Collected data
PR #1164, opened 2022-10-21
Remove Theano Backend

### LINKED ISSUE #593: Dropping Theano Support
I know that we do not want to do it right away, but I still wanted to make an issue about this, as I would be in favor of doing this rather sooner than later. I think the biggest argument for doing this are the Theano only parameters which often cause confusion, but there are also many other small things that sometimes cause extra work or at least some attention. Many could be fixed separately (e.g. in some conditions the docs to not compile without theano installed), but this would be wasted effort in my opinion.

I would also volunteer to do the actual PR about this (and e.g. keeping a single tagged version).

JackTemaki:
A draft PR to work on the removal of the Theano backend.

Fix #593.


JackTemaki:
I reactivated the old branch and rebased it, and fixed the most obvious issues. What I do not understand is:
 - Why did LSTMBlock disappear? This should not have happened
 - Why the log test fails
 
Unfortunately the SprintInterface and SprintDataset tests have a theano dependency although they are not really theano-specific tests. Here is some additional work necessary.

returnn/sprint/error_signals.py
```diff
@@ -442,7 +442,7 @@ def get_batch_loss_and_error_signal(self, log_posteriors, seq_lengths, tags=None
       jobs[j].append(i)
       joblen[j] += l
 
-    if not BackendEngine.is_theano_selected() and self.max_num_instances > 1:
+    if BackendEngine.is_tensorflow_selected() and self.max_num_instances > 1:
```
albertz, line 445:
```suggestion
    if self.max_num_instances > 1:
```

JackTemaki:
@albertz before you go over each detail, this is WIP and there are plenty of theano only functions remaining.

JackTemaki:
I just wanted to start first with the obvious imports to see how the tests behave. When this is dealt with I can start removing all theano only code I find.

returnn/util/basic.py
```diff
@@ -123,10 +123,9 @@ def is_64bit_platform():
 class BackendEngine:
   """
   Stores which backend engine we use in RETURNN.
-  E.g. Theano or TensorFlow.
+  Currently only TensorFlow.
```
albertz, line 126:
```suggestion
  E.g. TensorFlow or PyTorch.
```

returnn/util/basic.py
```diff
@@ -147,9 +146,6 @@ def select_engine(cls, engine=None, config=None):
       if config is None:
         from returnn.config import get_global_config
         config = get_global_config()
-      engine = None
```
albertz, line 150: This line should stay there.

returnn/util/basic.py
JackTemaki: As I said, this is WIP, do not look at those details yet. When I made this commit we did not have PyTorch yet.

returnn/util/debug_helpers.py
```diff
@@ -8,17 +8,8 @@
...
-  # noinspection PyUnresolvedReferences,PyPackageRequirements
-  import theano.tensor as tt
-  # noinspection PyUnresolvedReferences,PyPackageRequirements
-  import theano.sandbox.cuda as cuda
-  from returnn.theano.util import make_var_tuple
-  from returnn.theano.network import LayerNetwork
-else:
-  theano = None
+
+theano = None
```
albertz, line 12: Is this needed?

albertz:
You should remove the Theano tests from CI.

JackTemaki:
> You should remove the Theano tests from CI.

Are we are sure nothing is needed from there? E.g. the pretrain test was independent but still listed under theano. Not sure if this is needed at all anymore but this is what I want to have checked/discussed.

albertz:
> > You should remove the Theano tests from CI.
> 
> Are we sure nothing is needed from there? E.g. the pretrain test was independent but still listed under theano. Not sure if this is needed at all anymore but this is what I want to have checked/discussed.

Yes sure, you should check that.

albertz:
> Why did LSTMBlock disappear? This should not have happened

LSTMBlock already disappeared long ago.

The logic is this:
```python
    if not tf_compat.have_contrib and name.lower() in ["LSTMBlock".lower(), "LSTMBlockFused".lower()]:
      # E.g. TF 2 does not have the contrib module and also does not have LSTMBlock anymore.
      # (Actually, the raw op is still there, but not the wrapper class...)
      if cell_only:
        name = "StandardLSTM"
      else:
        name = "NativeLSTM2"
```
I'm not really sure why that fails now though.

albertz:
> Why the log test fails

They start RETURNN with the no-op task and then analyze stdout for certain properties. Now it has gotten much longer and that is unexpected. This should be fixed by filtering out some of the other TF, CUDA, CuDNN warnings, in `filter_out`., e.g.:
```python
    if "tensorflow/core/" in s or "tensorflow/stream_executor/" in s:  # some TF warnings
      i += 1
      continue
```
But even after the filtering, the output might just be longer, so we might need to adapt the numbers in the test.

returnn/util/basic.py
albertz: I don't exactly understand the complaint. Sure it can only help or not?

JackTemaki: Ok if it does not bother you then sure, you can list all that already.

returnn/native_op.py
```diff
@@ -340,7 +340,6 @@ def map_layer_inputs_to_op(cls, Z, V_h, i):
     Map.
     """
     import returnn.util.basic
-    assert returnn.util.basic.BackendEngine.is_theano_selected()
```
albertz, line 343: X

JackTemaki: For me the comment was shown

albertz: Only here but not in the file diff view for me. But anyway.

JackTemaki:
> > > You should remove the Theano tests from CI.
> > 
> > 
> > Are we sure nothing is needed from there? E.g. the pretrain test was independent but still listed under theano. Not sure if this is needed at all anymore but this is what I want to have checked/discussed.
> 
> Yes sure, you should check that. But you can already strip it down a lot. E.g. Device, EngineTask, EngineUtil, etc, are all obviously pure Theano.

So from what I see after looking at it they can all be removed.

JackTemaki:
We have some tools that only work with Theano, I assume they can all be removed? Those are for now:
 - import-sprint-nn.py (we are not using those NNs anymore anyway)
 - dump-network-json.py (was used to convert from the legacy .txt format to json I guess, not really needed in any current setup)

JackTemaki:
pretrain.py has quite the high interaction with Theano. I can remove everything that leads to code calling theano imports, but this might need extra care.

albertz:
> We have some tools that only work with Theano, I assume they can all be removed? Those are for now:
> 
> * import-sprint-nn.py (we are not using those NNs anymore anyway)

Yes ok.

> * dump-network-json.py (was used to convert from the legacy .txt format to json I guess, not really needed in any current setup)

I think this is still useful, e.g. when you have pretraining or so, or even with RETURNN-common, to actually see what your net dict looks like.

JackTemaki:
> > * dump-network-json.py (was used to convert from the legacy .txt format to json I guess, not really needed in any current setup)
> 
> I think this is still useful, e.g. when you have pretraining or so, or even with RETURNN-common, to actually see what your net dict looks like.

Ok. Just be aware that this tool is currently non-functioning for any config with pre-training. If we want to use it in the future this would need a re-write.

JackTemaki:
> > > * dump-network-json.py (was used to convert from the legacy .txt format to json I guess, not really needed in any current setup)
> > 
> > 
> > I think this is still useful, e.g. when you have pretraining or so, or even with RETURNN-common, to actually see what your net dict looks like.
> 
> Ok. Just be aware that this tool is currently non-functioning for any config with pre-training. If we want to use it in the future this would need a re-write.

How should I proceed here? I could remove all theano only code in pretrain.py and add a`NotImplementedError` in `dump-network-json.py` for the pretrain case...

albertz:
> How should I proceed here? I could remove all theano only code in pretrain.py and add a`NotImplementedError` in `dump-network-json.py` for the pretrain case...

I don't really understand why `dump-network-json.py` needs any special treatment here. I don't see any Theano specific in there. So just leave it as it is.

About `pretrain.py`, yea, that could be cleaned up, but as you said, be careful. If there is some left over dead code, it's also not so critical now and can be removed later.

albertz:
> I am just saying you can not use the tool right now because of the Theano dependency:
> https://gist.github.com/JackTemaki/56e713739df2feceb1cd5ecb85ae798e

Ah, I did not realize `get_network_for_epoch` is Theano specific.
Actually the code is slightly broken also for the non-pretrain case.
Just do this:
```python
  if pretrain:
    json_data = pretrain.get_network_json_for_epoch(args.epoch)
  else:
    json_data = network_json_from_config(config)
```

> > About `pretrain.py`, yea, that could be cleaned up, but as you said, be careful. If there is some left over dead code, it's also not so critical now and can be removed later.
> 
> I will not be able to pass the PyCharm test if I do not remove the code.

I'm not sure what you mean. Of course you should remove all Theano code. I was speaking about other left-over dead code. Why would PyCharm complain about that?

JackTemaki:
> > I am just saying you can not use the tool right now because of the Theano dependency:
> > https://gist.github.com/JackTemaki/56e713739df2feceb1cd5ecb85ae798e
> 
> Ah, I did not realize `get_network_for_epoch` is Theano specific. Actually the code is slightly broken also for the non-pretrain case. Just do this:
> 
> ```python
>   if pretrain:
>     json_data = pretrain.get_network_json_for_epoch(args.epoch)
>   else:
>     json_data = network_json_from_config(config)
> ```

Got it.

> > > About `pretrain.py`, yea, that could be cleaned up, but as you said, be careful. If there is some left over dead code, it's also not so critical now and can be removed later.
> > 
> > 
> > I will not be able to pass the PyCharm test if I do not remove the code.
> 
> I'm not sure what you mean. Of course you should remove all Theano code. I was speaking about other left-over dead code. Why would PyCharm complain about that?

Okay then I just misunderstood you.

JackTemaki:
Pretrain should also be clean now. The "greedy" flag is probably not usable anymore but this belongs to code that can be cleaned later on.

JackTemaki:
The LSTMBlock error does not happen when I test locally (also TF2.3), so I am not sure how to debug that. I am not sure if it has any implications if we remove the check for contrib completely and always map it.

.github/workflows/main.yml
```diff
@@ -90,7 +90,10 @@ jobs:
           - TEST=HDFDataset
           - TEST=TranslationDataset
           - TEST=LearningRateControl
+          - TEST=Log
+          - TEST=Pretrain
           - TEST=SprintDataset
+          - TEST=SprintInterface
```
albertz, line 96: This test requires TF, right?

.github/workflows/main.yml
```diff
@@ -90,7 +90,10 @@ jobs:
           - TEST=HDFDataset
           - TEST=TranslationDataset
           - TEST=LearningRateControl
+          - TEST=Log
```
albertz, line 93: This test requires TF.

tests/test_Pretrain.py
```diff
@@ -85,20 +37,3 @@ def test_config1():
   assert_in("hidden_0", net2_json)
   assert_in("hidden_1", net2_json)
   assert_equal(net2_json, net3_json)
-
-
-@unittest.skipIf(not theano, "not theano")
```
albertz, line 90: Does this test actually really depends on Theano? Why?

tests/test_Pretrain.py
```diff
@@ -85,20 +37,3 @@ def test_config1():
...
-def test_config2():
-  config = Config()
-  config.update(config2_dict)
-  pretrain = pretrain_from_config(config)
-  assert_equal(pretrain.get_train_num_epochs(), 3)
-
-
-@unittest.skipIf(not theano, "not theano")
```
albertz, line 98: Same here.

tests/test_Pretrain.py
JackTemaki: Because it does very explicitly. (`use_theano: True`), but sure, I can re-write it instead.

.github/workflows/main.yml
JackTemaki: Still, the log-test should not be removed just because the TF backend would be removed, but re-written. Thus I would prefer it under "base-tests"

.github/workflows/main.yml
JackTemaki: In this case we can move it, I already thought of doing that but then went with base-tests because I thought this should work either way (the test used Theano before, but could be re-written for TF, so it is a rather independent feature that is tested here).

.github/workflows/main.yml
albertz: What do you mean by removed? Why do you think it should be removed?

I just said it requires TF. So it means it must be under the TF tests.

It cannot be under the base tests when it requires TF.

I don't really see an option to rewrite it as well. It really tests TF specific things. Maybe rename the test to test_TF_Log.py if you like, and then you can have a separate test_Log.py to really only test base things, but I think we don't really have anything for that.

tests/test_Pretrain.py
albertz: Yea obviously just remove that line (`use_theano`). My question is, does it really depend on Theano? If not, it means nothing needs to be rewritten.

.github/workflows/main.yml
albertz: But you did exactly that, or not? I.e. you just rewrote it that it depends on TF?

.github/workflows/main.yml
JackTemaki: > Why do you think it should be removed?

I do not think that. 

> So it means it must be under the TF tests.

I will just move it, then we do not need to discuss.

.github/workflows/main.yml
JackTemaki: Yes sure. But we never defined if the tf-tests are "Tests that are testing TF specific features" or "Any test that depends somehow on TF". From your comments it now is clear you want it structured in the second way, so I will oblige to that.

albertz: No I did not say that. I did not say I want to have it structured this way.

This is just the only difference of the current structure in the CI tests, that one have a TF dependency and one have not. In no way does it define what kinds of tests are in what structure, except of this aspect what dependencies they need, because that is how the structures differ.

If you really want, you can create another section for tests which have a TF dependency but are not really TF specific. But I'm not really sure this adds anything?

tests/test_Pretrain.py
```diff
@@ -27,13 +17,13 @@
 }
 
 config2_dict = {
-  "use_theano": True,
+  "use_tensorflow": True,
```
albertz, line 20: Why is this needed at all? Does it actually init the engine?

tests/test_Pretrain.py
```diff
@@ -27,13 +17,13 @@
...
   "pretrain": "default",
   "num_inputs": 40,
   "num_outputs": 4498,
   "bidirectional": True,
   "hidden_size": (500, 500, 500),
-  "hidden_type": "lstm_opt",
+  "hidden_type": "rec",
```
albertz, line 26: Why is this change needed? Does it actually test whether the layer class exist? Or does it depend on the layer class in any way?

.github/workflows/main.yml
```diff
@@ -183,6 +181,8 @@ jobs:
           - TEST=Config
           - TEST=Fsa
           - TEST=Log
+          - TEST=Pretrain
```
albertz, line 184: Why do the Pretrain tests actually depend on TF?

tests/test_Pretrain.py
JackTemaki: lstm_opt is a layer that only exists for Theano, so it will fail for TF.

.github/workflows/main.yml
JackTemaki: I did not care about the "why" yet, but it does.

This is what I got before changing it:
```python3
  File "/u/rossenbach/src/returnn/returnn/tf/layers/basic.py", line 11668, in get_layer_class
    line: raise Exception("unknown layer class %r" % name)
    locals:
      Exception = <builtin> <class 'Exception'>
      name = <local> 'lstm_opt', len = 8
Exception: unknown layer class 'lstm_opt'
```

tests/test_Pretrain.py
JackTemaki: No, it does not init the engine. But it does call TF code, see other comment.

.github/workflows/main.yml
albertz: What is the full backtrace?

tests/test_Pretrain.py
albertz: Why does it fail? Why does it actually depend on the layer class?

.github/workflows/main.yml
JackTemaki: https://gist.github.com/JackTemaki/57a51b9e52451341876c711b2ee1947f

albertz: Ok this is in `LayerNetworkDescription`. I think I would just remove those tests which use `LayerNetworkDescription`.

tests/test_Pretrain.py
albertz: Can you put a normal net dict here instead?

tests/test_Pretrain.py
albertz: I think we should change that. I don't really see a good reason why it really needs TF.

.github/workflows/main.yml
albertz: So far I don't see a good reason why it really needs TF. If there is no good reason, we should maybe fix things and move this over to the base tests.

tests/test_Pretrain.py
JackTemaki: For this test it makes sense, for the other not really as it really tests this old legacy format. So I will change it here to a dict and remove the other test.

albertz: Which do you want to remove? I think all the tests are valid? They just test `get_train_num_epochs` in the end.

JackTemaki: This does not even make sense, this is literally test 3 then. I will remove both.

albertz: I think `test_config1` is also important.

albertz: Yea `test_config2` becomes obsolete then, as it is the same as `test_config3`. but `test_config1` is different and should stay.

JackTemaki: Did a full rework now.

tests/test_Pretrain.py
```diff
@@ -76,17 +75,9 @@ def test_config1():
...
-
-def test_config2():
-  config = Config()
-  config.update(config2_dict)
-  pretrain = pretrain_from_config(config)
-  assert_equal(pretrain.get_train_num_epochs(), 3)
-
-
-def test_config3():
+def test_config_net_dict2():
```
albertz, line 78: Missing newline.

tests/test_Pretrain.py
```diff
@@ -1,41 +1,17 @@
...
-config3_dict = {
-  "use_theano": True,
+config_dict = {
   "pretrain": "default",
   "num_inputs": 40,
   "num_outputs": 4498,
 }
 
-config3_json = """
+config_json = """
```
albertz, line 14: How is this still relevant with `net_dict2`?

tests/test_Pretrain.py
```diff
@@ -1,41 +1,17 @@
...
-  "bidirectional": True,
-  "hidden_size": (500, 500, 500),
-  "hidden_type": "rec",
-  "activation": "sigmoid",
-  "dropout": 0.1,
-}
-
-config3_dict = {
-  "use_theano": True,
+config_dict = {
```
albertz, line 8: You removed one empty line here.

tests/test_Pretrain.py
```diff
@@ -54,17 +30,40 @@
...
+  "lstm2_fw": {"class": "lstm_opt", "n_out": 500, "dropout": 0.1, "sampling": 1, "reverse": False,
+               "from": ["lstm1_fw", "lstm1_bw"]},
+  "lstm2_bw": {"class": "lstm_opt", "n_out": 500, "dropout": 0.1, "sampling": 1, "reverse": True,
+               "from": ["lstm1_fw", "lstm1_bw"]},
+  "output":   {"class": "softmax", "loss": "ce", "from": ["lstm2_fw", "lstm2_bw"]}
+}
+
 
-def test_init_config1():
+def test_config_topology_json():
```
albertz, line 55: I think an empty line is missing before this function.

tests/test_Pretrain.py
JackTemaki: It does trigger slightly different code. This can probably (did not check all details) be remove in the future as well (including the code related to this in config.py).

albertz: But isn't it exactly the same? I don't see the difference.

albertz: Also, the naming of these vars is confusing to me. Why call one `config_json`, and the other `net_dict`?

JackTemaki: Because one is a json string that gets parsed in the config.py via specifically setting the `network_topology_json`, the other is just our regular `net_dict`. I never knew this existed, and as I said we can probably remove it. Still, the tests are not doing exactly the same.

JackTemaki: Lets not discuss this, I will just remove it.

albertz: But it should not be removed if there is a difference.

tests/test_Pretrain.py
```diff
@@ -13,26 +13,6 @@
...
-  "from" : ["lstm0_fw", "lstm0_bw"] },
-
-"lstm2_fw" : { "class" : "lstm_opt", "n_out" : 500, "dropout": 0.1, "sampling" : 1, "reverse" : false,
-  "from" : ["lstm1_fw", "lstm1_bw"] },
-"lstm2_bw" : { "class" : "lstm_opt", "n_out" : 500, "dropout": 0.1, "sampling" : 1, "reverse" : true,
-  "from" : ["lstm1_fw", "lstm1_bw"] },
-
-"output" :   { "class" : "softmax", "loss" : "ce", "from" : ["lstm2_fw", "lstm2_bw"] }
-}
-"""
```
albertz, line 65: You said there was a difference. (Not JSON but sth else?)

Then this should not be removed.

tests/test_Pretrain.py
JackTemaki: Nothing that is directly relevant to the pre-training I think.

albertz: But what exactly is different? I still don't understand this.

JackTemaki: `config.py 581 ff`
```python3
  if config.has("network") and config.is_typed("network"):
    json_content = config.typed_value("network")
    assert isinstance(json_content, dict)
    assert json_content
  elif config.network_topology_json:
    start_var = config.network_topology_json.find('(config:', 0)  # e.g. ..., "n_out" : (config:var), ...
    while start_var > 0:
      end_var = config.network_topology_json.find(')', start_var)
      assert end_var > 0, "invalid variable syntax at " + str(start_var)
      var = config.network_topology_json[start_var+8:end_var]
      assert config.has(var), "could not find variable " + var
      config.network_topology_json = (
        config.network_topology_json[:start_var] + config.value(var, "") + config.network_topology_json[end_var+1:])
      print("substituting variable %s with %s" % (var, config.value(var, "")), file=log.v4)
      start_var = config.network_topology_json.find('(config:', start_var+1)
    try:
      import json
      json_content = json.loads(config.network_topology_json)
    except ValueError as e:
      print("----- BEGIN JSON CONTENT -----", file=log.v3)
      print(config.network_topology_json, file=log.v3)
      print("------ END JSON CONTENT ------", file=log.v3)
      assert False, "invalid json content, %r" % e
    assert isinstance(json_content, dict)
    if 'network' in json_content:
      json_content = json_content['network']
    if not json_content:
      raise Exception("network json is empty: %s" % config.network_topology_json)
```
As I said before (and now verified) it is really just the json parsing. So it is different code, but not relevant to the pre-training, so I think the test can be removed and PROBABLY the whole code here as well.

JackTemaki: (In a future PR where we check this properly, that is)

albertz: But as I said, JSON vs net dict, this is not a difference for this test.

I'm asking, if there is any real difference. Is there? If yes, then the test should stay (but remove the JSON aspect). And clarify what the difference is. If no, then remove it.

albertz: I don't see the answer? So the answer is, "no, there is no difference"?

JackTemaki: It was the post before:

> As I said before (and now verified) it is really just the json parsing. So it is different code, but not relevant to the pre-training, so I think the test can be removed and PROBABLY the whole code here as well

Which says:
 - There is a difference with respect to loading the JSON vs. not loading the JSON
 - There is no difference with respect to the pre-training

albertz: But as I said, the JSON aspect is not relevant. Let's not repeat that over and over.

I'm asking if there is any other difference. Not just w.r.t. pretraining, but potentially other things as well. I just want to know.

JackTemaki:
There are definitely still leftovers, but I think they can be removed over time. For everything not removed now I either missed it or I lack sufficient understanding of the code-based to correctly estimate if it can be removed.

albertz (approved):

● **What the task requires**:
From the first line of the records above down to the line containing "### LINKED ISSUE", repeat each line exactly as written. Include both of those lines and add nothing.

● **Problem solution**:
PR #1164, opened 2022-10-21
Remove Theano Backend

### LINKED ISSUE #593: Dropping Theano Support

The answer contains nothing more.